Los Pelambres, hace veinticinco años. Claudio fallece un jueves y, ya el sábado, la edición de este periódico parece un monográfico sobre su vida. Personalidades de la cultura y de la política ofrecen su testimonio. Los titulares vienen cargados de palabras grandes. Dicen genio, dicen pérdida irreparable. Dicen. Apenas tengo dieciséis años. No he leído a Claudio antes, no sé qué es la poesía, pero aquellas páginas necrológicas despiertan mi curiosidad. A los pocos días compro su Poesía completa en Semuret, publicada por Tusquets. Luis y Julio me la entregan como un secreto, tal vez sorprendidos de que un chaval se gaste casi tres mil pesetas en el libro que contiene toda su poesía publicada hasta el momento. Pero voy hacia Claudio como quien va hacia una luz de la que no sabe apartarse. Leo Don de la ebriedad. Aquella claridad que viene del cielo y que es un don, y algo, de repente, cambia dentro de mí. No sé qué es, si yo no entiendo casi nada de lo que dice, si esos versos no riman o lo hacen de forma extraña y, sin embargo, avanzo las páginas, sorprendiéndome, que es todo cuanto un adolescente espera. Me brotan los primeros versos, aunque todavía no me diga poeta. Ni siquiera sé si llegaré a decirlo más adelante. Podría decir que la lectura de Claudio me hizo poeta, pero no, la lectura de Claudio me convirtió, entonces y para siempre, en altavoz. Qué paradoja, el poeta andariego que acompasaba los versos al ritmo de sus pies, propulsado por un eco atómico que capta la esencia primigenia de lo humano cuando parece -nos hace creer- que habla de sí mismo. Dijo dad al aire mi voz y que en el aire sea de todos, y la sepan todos.
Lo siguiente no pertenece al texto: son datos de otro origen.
PR #837, opened 2020-05-06
Fix configure "integer expression expected" error

dwrobel:
Fixes error when micro version part contains non-digits characters.

Specifically for:

 $ dblatex --version
 dblatex version 0.3.11py3

which is available on Fedora the configure script produces:

 checking dblatex version... ./configure: line 7138: \
   test: 11py3: integer expression expected

### DIFF
--- a/src/configure.ac
+++ b/src/configure.ac
@@ -1108,8 +1108,9 @@ EOF
     AC_MSG_CHECKING([dblatex version])
     set -- `dblatex --version`; DBLATEX_VER=$3
     set -- `echo $DBLATEX_VER | sed 's/[[.-]]/ /g'`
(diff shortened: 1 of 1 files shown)


jepler:
Since the check is for now-impossibly-old versions of dblatex, it can probably also be dropped if necessary.

dwrobel:
>Since the check is for now-impossibly-old versions of dblatex, it can probably also be dropped if necessary.

The check might become again useful also for relatively new versions, e.g. `0.3.11py3` seems to be completely [broken](https://bugzilla.redhat.com/1833095), especially with the new [inkscape >1.x](https://bugzilla.redhat.com/1833047).

PR #839, opened 2020-05-07
Fix generating pdf documentation using python3

dwrobel:


dwrobel:
Note: this leaves intact python code in the documentation text.

phillc54:
The six module imported into docs/source/image-wildcard appears to be missing from the Buildbot.
https://github.com/LinuxCNC/linuxcnc/issues/860#issuecomment-650475898

PR #842, opened 2020-05-08
Fix generating html documentation using python3

dwrobel:
Adds a possibility to owerwrite 'checklink' by using:

  $ ac_cv_path_CHECKLINK=<path-to-executable> ./configure

Note: Specifying '/usr/bin/true' as follows:

  $ ac_cv_path_CHECKLINK=/usr/bin/true ./configure

can be used to build the html documentation on machines
(usually builders) which by design disables network access
during a build process.


jepler:
Checklink is supposed to be excluding http(s) URLs.  Is this not working as intended?  Are additional exclusion patterns needed?
```
../docs/src/checkref:    checklink --quiet --exclude "http(s?)://" $F | tee $OUT 2>&1
```

dwrobel:
> Is this not working as intended?

First, the change fixes the proper interpreter [here](https://github.com/dwrobel/machinekit/commit/dfbf4c3f6301aa25d80f4af18c3ef3cb6f7bd589#diff-d2fa4818a8181b36b02edeaf193d88dbR502).

Secondly, `w3c-linkchecker` is not packaged for Fedora, so you end-up in something like:
```
configure: error: no checklink, HTML documentation cannot be built
install with "sudo apt-get install w3c-linkchecker"
```
Normally you might expect that you can override it passing to the `configure` `ac_cv_path_CHECKLINK=your-favorite-tool` but that wasn't supported, so I added it.

Taking advantage of it I could you use it either with:
-  passing `/usr/bin/true` for building `rpm` packages _(based on the assumption that someone already had verified all the `URLs`)_,
- specifying my script which would internally use [linkchecker](https://linkchecker.github.io/linkchecker/) - that's the equivalent of `checklink` we have available in Fedora - which might check all `URLs'` _(including externals)_ - as that makes sense when you have plans to verify modified documentation.

jepler:
Thanks for clarifying the motivation of the link checker change. I did not question the main motivation of this change but incidental changes should also be well motivated.

PR #847, opened 2020-05-10
apply G54-G59.3 rotation to halui.axis.x.pos-relative and halui.axis.y.pos-relative

a-downing:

Y ese todos soy yo porque, cuando leo a Claudio, creo que se dirige solo a mí. Y me susurra con su tono atropellado, con su lengua plomiza y a la vez vibrante, una plegaria infinita que me reconcilia con la vida, esa alta bóveda que nos contiene en su amor.

Artículo publicado en La Opinión de Zamora el 22 de julio de 2024.